Отец Василины тоже был картинкой из модного журнала – подкачанные скулы, уколы ботокса. Кажется, даже пересажены волосы. Он сидел на диване в гостиной, небрежно закинув ногу на ногу и покуривая дорогую сигару. На коленях лежала газета с котировками акций. За прошлую неделю, заметила Анна, бегло бросив взгляд на дату.
Да, они пытались произвести впечатление – всеми силами пытались произвести впечатление богатой, аристократичной и в высшей степени утонченной семьи. А еще – любящей. Иначе зачем бы на стенах висело столько фотографий Василины – сделанных, по всей видимости, перед самой смертью. И ни на одной из них не было черной ленточки.
– Мы так рады, что вы решили написать статью о нашей девочке, – щебетала мать, разливая по чашкам чай и насыпая в вазочку печенье. В воздухе запахло мокрым дубом, мятой и жженой резиной.
– Не только о вашей, – поправила Анна. Врать – так уж до конца: – Я в принципе пишу о…
– Но вы же сказали, что наша девочка будет в самом верху списка, – перебила ее мать.
– Разумеется, но это же не значит, что вся статья будет о ней.
– Жаль, – огорчилась мать. – А можно как-нибудь эксклюзивную, целиком?
Анна пожала плечами:
– Надо спросить у редактора.
Повисла гнетущая тишина. Пытаясь найти ниточку, чтобы продолжить разговор, Анна отхлебнула немного чая.
– Какой интересный букет, – вежливо сказала она.
Вкуса чая она, конечно, не почувствовала, как не чувствовала температуры, да и запаха тоже. Она видела запахи. Она видела эти мокрый дуб, листок мяты и щепотку жженой резины.

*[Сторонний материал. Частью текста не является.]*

PR #1192, opened 2019-05-06
fixes #1188: headers incorrect order after apoc csv export in enterprise edition 3.5.4, 3.5.5

### LINKED ISSUE #1188: headers incorrect order after apoc csv export in enterprise edition 3.5.4, 3.5.5
- Neo4j version: >= 3.5.4 - only happens in the enterprise edition, not the community edition! (also happens on 3.5.5)
- Operating system: Tested on MacOSX, Ubuntu
- API/Driver: (for example Cypher/Java API/Python driver vX.Y.Z) - apoc-3.5.0.3-all.jar
- steps to reproduce - 

1) We have a specific database here when we do an apoc query similar to this: 
`CALL apoc.export.csv.query("MATCH (n:Document {pk:'5921569'}) return n.pk as pk, n.copyright as copyright", "/tmp/out.csv", {})` - the headers in the export are reversed, 
e.g. in the file out.csv we see:
Note: Using the apoc.export.csv.query is required to reproduce the bug.

```
"copyright","pk"
"5921569","
(c) 2018 Hovsepian, Albanese, et al. ""ASCB(r),"" ""The American Society for Cell Biology(r),"" and ""Molecular Biology of the Cell(r)"" are registered trademarks of The American Society for Cell Biology.
2018

This article is distributed by The American Society for Cell Biology under license from the author(s). Two months after publication it is available to the public under an Attribution-Noncommercial-Share Alike 3.0 Unported Creative Commons License.

"
```

2) Afterwards, when we query the Neo4j via Browser, we can see the same output without APOC call e.g. just MATCH (n:Document {pk:'5921569'}) return n.pk as pk, n.copyright as copyright in the browser

```
╒═══════════╤══════════════════════════════════════════════════════════════════════╕
│"copyright"│"pk"                                                                  │
╞═══════════╪══════════════════════════════════════════════════════════════════════╡
│"5921569"  │"
(c) 2018 Hovsepian, Albanese, et al. "ASCB(r)," "The American Societ│
│           │y for Cell Biology(r)," and "Molecular Biology of the Cell(r)" are reg│
│           │istered trademarks of The American Society for Cell Biology.
2018

Thi│
│           │s article is distributed by The American Society for Cell Biology unde│
│           │r license from the author(s). Two months after publication it is avail│
│           │able to the public under an Attribution-Noncommercial-Share Alike 3.0 │
│           │Unported Creative Commons License.

"                                 │
└───────────┴──────────────────────────────────────────────────────────────────────┘
```
Note: the data here contains a " and \n in the output,but using similar nodes with similar data, was unable to reproduce it.
3) if we restart the neo4j service, the query in browser returns the header in the correct order
- Expected behavior
Headers are displayed correctly in export and browser (even after using apoc export)
- Actual behavior
Headers are in the wrong order for certain pieces of data (after using the apoc export)

(copied from same issue at https://github.com/neo4j/neo4j/issues/12210, not sure if there's a better way to link it there)

conker84:
Fixes #1188 

Removed sorting for `apoc.export.csv.query` and added for `apoc.export.csv.all/data/graph`

  - Added sorting in exporting a subgraph. As described here:

https://github.com/conker84/neo4j-apoc-procedures/blob/fb316cce65daab4198a1d348fa9f39f08138f849/src/main/java/apoc/export/csv/CsvFormat.java#L245-L261

In particular, now we have this general structure for the headers:

`_id,_labels,<list_nodes_properties_naturally_sorted>,_start,_end,_type,<list_rel_properties_naturally_sorted>`

So for instance:

`_id,_labels,age,city,kids,male,name,street,_start,_end,_type,bar,foo`

  - Fixed tests related to `apoc.export.csv.query`
  - Updated the documentation

### DIFF
--- a/src/test/java/apoc/export/csv/ExportCsvTest.java
+++ b/src/test/java/apoc/export/csv/ExportCsvTest.java
@@ -19,6 +19,7 @@ import org.neo4j.test.TestGraphDatabaseFactory;
 import java.io.File;
 import java.nio.charset.Charset;
 import java.nio.file.Files;
+import java.util.List;
 import java.util.Map;
 import java.util.function.Consumer;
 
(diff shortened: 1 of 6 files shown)


src/test/java/apoc/export/csv/ExportCsvTest.java
```diff
@@ -203,7 +204,7 @@ public void testExportGraphCsvWithoutQuotes() throws Exception {
     @Test
     public void testExportQueryCsv() throws Exception {
         File output = new File(directory, "query.csv");
-        String query = "MATCH (u:User) return u.age, u.name, u.male, u.kids, labels(u)";
+        String query = "MATCH (u:User) return labels(u), u.age, u.kids, u.male, u.name";
```
jexp: the columns shouldn't be in sort order for this test otherwise we don't know it actually keeps the query return order.

src/test/java/apoc/export/csv/ExportCsvTest.java
```diff
@@ -357,7 +358,7 @@ private void assertResults(File output, Map<String, Object> r, final String sour
     }
 
     @Test public void testCypherCsvStreamingWithAlwaysQuotes() throws Exception {
-        String query = "MATCH (a:Address) return a.name, a.city, a.street, labels(a)";
```
jexp: should stay name, city

jexp:
Cool, thanks a lot!

PR #1724, opened 2020-11-19
Update invert-relationship.adoc

gitclem:
I suggest that you have an example that's is more concrete than using the meaningless "foo" and "bar".  An example where we got the relationship backwards will stick in people's minds better.

That is, it's more obvious that the relationship CAR DRIVES a PERSON is wrong and needs to be reversed to be a PERSON DRIVES a CAR.

I'm not sure how to use fix the pictures though....

Use a more concrete example than meaningless "foo" and "bar"

Replace Labels `Foo` with `Car` and `Bar` with `Person`.  Replace relationship `:FOOBAR` with `:DRIVES`

The pictures need to be updated although I'm not sure how to do that.

### DIFF
--- a/docs/asciidoc/modules/ROOT/pages/graph-updates/graph-refactoring/invert-relationship.adoc
+++ b/docs/asciidoc/modules/ROOT/pages/graph-updates/graph-refactoring/invert-relationship.adoc
@@ -20,7 +20,7 @@ The example below will help us learn how to use this procedure.
 
 [source,cypher]
 ----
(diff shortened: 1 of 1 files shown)


mneedham:
Hi @gitclem,

Could you fill in the CLA (https://neo4j.com/developer/cla/) so that I can merge your commit?

I can fix the pictures after we merge it.

Cheers, Mark

gitclem:
It’s a bit awkward but I’ll be sending you the CLA via my work email:

cwang@conductiv.com

conker84 (approved):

Чай стал катализатором для пятиминутного щебетания о том, как сложно было его везти из самого Китая, что это почти контрабанда, за которую по китайским законам полагается расстрел. Отец вежливо скалился, продолжая держать на коленях нечитаную газету, а в побелевших от напряжения пальцах – потухшую сигару.
– Но что это я? – вдруг спохватилась мать. – Мы совсем забыли про Василину!
Анна молча кивнула.
– Вы бы, наверное, хотели что-то у нее спросить?
Анна сделала скорбное лицо:
– Конечно, но…
– Так я ее сейчас позову, – сказала мать.
Анна поперхнулась чаем. Струйки дорогого контрабандного продукта потекли через нос, размывая тщательно наложенный грим.
– Василина! Деточка, иди сюда!
Тишина. Ни звука, ни движения.
Анна с жалостью взглянула на мать. Она знала о таком. Родители не могут примириться со смертью ребенка. Им кажется, что он жив, только ненадолго вышел – в школу, погулять, просто играет в другой комнате. Они готовят для него завтрак, покупают новую одежду и строят планы на его будущее. Все, как всегда, как обычно, как годы до этого. С одной лишь разницей – что ребенка больше нет.
– Василина! – гаркнул отец так, что брякнула крышка на фарфоровом чайничке. – Иди сюда, я сказал!
И она пришла.
Худенькая девочка с длинными светлыми волосами и большими серо-голубыми глазами. Она была старательно накрашена и завита. Одета в одно из лучших платьев – кружевное с высоким воротничком, от чего казалось, будто ее голова лежит на блюдце, – маленькая инфанта с портрета Веласкеса.
– Василиночка, садись за стол, – нежно проворковала мать.
Василина перевела на нее пустой, ничего не выражающий взгляд.
– Садись, садись, – мать подошла и нежно погладила ее по голове, стараясь не испортить прическу.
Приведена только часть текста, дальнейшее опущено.